What Is the Risk of Not Doing Due Diligence? FTX: A Cautionary Tale

What Is the Risk of Not Doing Due Diligence? FTX: A Cautionary Tale

Cryptocurrency & Blockchain

On November 10, 2022, the crypto exchange FTX filed for Chapter 11 bankruptcy. This column will not explain the cause of FTX’s failure. Instead, it explores why venture capital investors like Sequoia Capital, Paradigm, SoftBank, Blackrock, Singapore’s Temasek, and Ontario Teachers’ Pension Plan decided FTX “may very well end up creating the dominant all-in-one financial super-app of the future“? 

Let’s put these investors’ decisions in the proper historical context. In 2021, general partners and investors were flush with cash and aggressively looking for opportunities in private market growth-stage crypto and DeFi companies.  

FTX appeared to have the attributes associated with a big winner!

FTX had a real business with revenue and profits and, perhaps more importantly, a charismatic founder, Sam Bankman-Fried, who investors saw as the “archetypal Silicon Valley wunderkind – young, nerdy, socially awkward, clever and entrusted with the controls of mysterious but powerful financial instruments that can affect the real-world economy.” As one prominent investor in FTX told the Financial Times, “We were seduced…by its founder’s snowballing celebrity profile.”  

(Not all seasoned investors were smitten by the cult of the star founder. During the $17 billion round, Chamath Palihapitiya met with Bankman-Fried. Palihapitiya’s team sent a note with recommended next steps in the diligence process and was subsequently told to “go fuck yourself.”) 

But the competition for deals was fierce, especially for firms behind the crypto investing curve. So investment decisions had to be made quickly. Fear of missing out was a strong motivator; in the end, investors valued the speed of the decision and heuristics over the depth of analysis.   

However, certainly, in the case of FTX, speed and heuristics were the enemies of the good.

FTX was not just a crypto exchange. It had about 130 other affiliated entities, including the crypto hedge fund, Alameda Research, which was a heavy user of the exchange. Additionally, according to several sources, FTX was run “by a gang of kids in the Bahamas,” all of whom are “are, or used to be, paired up in romantic relationships with each other.” Moreover, as Axios reports, “it’s unclear if FTX even has a board of directors, audit committee, CFO or chief compliance officer.” 

While FOMO could be a reason for an individual to take a punt, many FTX investors manage assets for the benefit of others and have detailed policies and guidelines they must follow when making investment decisions. Some, like Ontario Teachers’ Pension Plan and Blackrock, have explicit fiduciary obligations requiring a duty of care, skill, and diligence.[1]

Alameda Research logo

Some investors and commentators have attempted to trivialize the losses FTX investors are likely to suffer (some of which have already written down their investment to zero) by arguing that such losses are just part of VC investing, where a handful of portfolio companies generates most of a fund’s return, with the rest resulting in a small profit or complete loss.   

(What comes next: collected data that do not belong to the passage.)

PR #1320, opened 2023-12-14
Cleanup dead code and incorrect use of go routine in context pkg

### LINKED ISSUE #1270: Clean up internal/context
`internal/context.go` has some tech debt that should be cleaned up including

* Commented out code that should either be deleted or enabled https://github.com/temporalio/sdk-go/blob/269b55b8d184849209c6973fe913a427fafc07e3/internal/context.go#L348
* Incorrect use of `go` in a workflow context (this code appears to be dead, but should be removed regardless) https://github.com/temporalio/sdk-go/blob/269b55b8d184849209c6973fe913a427fafc07e3/internal/context.go#L239

tharun208:
## What was changed
Cleaned up dead code in context pkg and replaced incorrect use of go routine in `propogateCancel` with a panic msg

## Why? 
Clean tech-debt from context pkg

## Checklist

1. Closes #1270 

2. How was this tested:
    local test-suites

4. Any docs updates needed?
    No

### DIFF
--- a/internal/context.go
+++ b/internal/context.go
@@ -198,13 +198,14 @@ func WithCancel(parent Context) (ctx Context, cancel CancelFunc) {
 
 // NewDisconnectedContext returns a new context that won't propagate parent's cancellation to the new child context.
 // One common use case is to do cleanup work after workflow is canceled.
-//  err := workflow.ExecuteActivity(ctx, ActivityFoo).Get(ctx, &activityFooResult)
-//  if err != nil && temporal.IsCanceledError(ctx.Err()) {
-//    // activity failed, and workflow context is canceled
-//    disconnectedCtx, _ := workflow.NewDisconnectedContext(ctx);
-//    workflow.ExecuteActivity(disconnectedCtx, handleCancellationActivity).Get(disconnectedCtx, nil)
-//    return err // workflow return CanceledError
-//  }
+//
+//	err := workflow.ExecuteActivity(ctx, ActivityFoo).Get(ctx, &activityFooResult)
+//	if err != nil && temporal.IsCanceledError(ctx.Err()) {
+//	  // activity failed, and workflow context is canceled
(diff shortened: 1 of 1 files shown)


Quinn-With-Two-Ns:
Thanks @tharun208 

Now another approach instead of deleting the code would be to make it work. That would be a non trivial effort since it isn't working right now and is untested. Given that no users has asked for these features, and to implement properly I think they would require generating timer commands I am fine to remove it.

There are still some references to the removed code such as:
* https://github.com/temporalio/sdk-go/pull/1320/files#diff-6d7161d5c4503fb1cb21cd22eeef02384739d27c6622b8ad43e2179a267e64a1R253
* https://github.com/temporalio/sdk-go/blob/7a9640d531f5eba5c3fa365e770e34bfb5676337/internal/context.go#L52

That we should remove

tharun208:
@Quinn-With-Two-Ns done removed the mentioned snippet

internal/context.go
```diff
@@ -236,14 +237,7 @@ func propagateCancel(parent Context, child canceler) {
...
 	} else {
-		go func() {
-			s := NewSelector(parent)
-			s.AddReceive(parent.Done(), func(c ReceiveChannel, more bool) {
-				child.cancel(false, parent.Err())
-			})
-			s.AddReceive(child.Done(), func(c ReceiveChannel, more bool) {})
-			s.Select(parent)
-		}()
+		panic("parent context not found")
```
Quinn-With-Two-Ns, line 240: I think this panic statement is wrong and misleading. The issue is not that the parent context is not found, the issue is the parent context is cancellable, but does not have a `*cancelCtx` in it's hierarchy. We should reflect that in the panic message

tharun208: updated the message

Quinn-With-Two-Ns (approved):
Thanks for the contribution!

PR #1327, opened 2023-12-19
Include update state machine fields in panic

Quinn-With-Two-Ns:
Include update state machine fields in panic. This will help debug update issues by making it easier to interpret the panics message.

### DIFF
--- a/internal/internal_update.go
+++ b/internal/internal_update.go
@@ -130,7 +130,7 @@ func (up *updateProtocol) requireState(action string, valid ...updateState) {
 			return
 		}
 	}
-	panicIllegalState(fmt.Sprintf("invalid action %q in update protocol %v", action, up))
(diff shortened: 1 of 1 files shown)


Sushisource (approved):

internal/internal_update.go
```diff
@@ -130,7 +130,7 @@ func (up *updateProtocol) requireState(action string, valid ...updateState) {
 			return
 		}
 	}
-	panicIllegalState(fmt.Sprintf("invalid action %q in update protocol %v", action, up))
+	panicIllegalState(fmt.Sprintf("invalid action %q in update protocol %+v", action, up))
```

This calculus is true, but it disregards the fact that portfolio companies generally fail for ordinary business reasons (e.g., poor product-market fit, operational weaknesses, lack of a clear strategic plan). Not because of possible illegal activities such as fraud and mishandling of customer funds.  

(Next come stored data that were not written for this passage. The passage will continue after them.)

PR #1333, opened 2024-01-03
Bump go-api version to fix protojson vuln

tdeebswihart:
## What was changed
I bumped the version of api-go

## Why?

To fix the protojson DOS vulns recently patched in the upstream golang/protobuf. See https://github.com/temporalio/api-go/pull/143 for details


go.mod
```diff
@@ -10,12 +10,12 @@ require (
 	github.com/pborman/uuid v1.2.1
 	github.com/robfig/cron v1.2.0
 	github.com/stretchr/testify v1.8.4
-	go.temporal.io/api v1.26.1
+	go.temporal.io/api v1.26.1-0.20240103185939-608bdd111e4b
```
cretz, line 13: How can we make sure we don't release the SDK with an untagged API version?

tdeebswihart: I'm happy to cut a release of api-go if we're ok with releasing all of https://github.com/temporalio/api-go/compare/v1.26.0...master

tdeebswihart: @cretz we can't cut a release of api-go because we haven't released the gogoproto changes into the wild.

cretz: Right, I just want to make sure we remember to tag this before next SDK release

cretz:
Would rather have @Quinn-With-Two-Ns's approval here over my own. He may prefer not to merge this at this time.

Quinn-With-Two-Ns (approved):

Others point out that the associated losses will have a de minis impact on the investors’ aggregate portfolios. This, too, is true; for example, Ontario Teachers’ Pension Plan said that “any financial loss on this investment will have limited impact on the Plan, given this investment represents less than 0.05% of our total net assets.” Yet it callously brushes aside the fact that funds lost were the savings of the thousands of plan participants and the reputational damage these investors will likely suffer. Moreover, this excuse fails to consider that investors’ support of FTX “helped lend Bankman-Fried’s business empire credibility before its sudden collapse this week,” and contributed to the ensuing contagion spreading across the crypto sector. 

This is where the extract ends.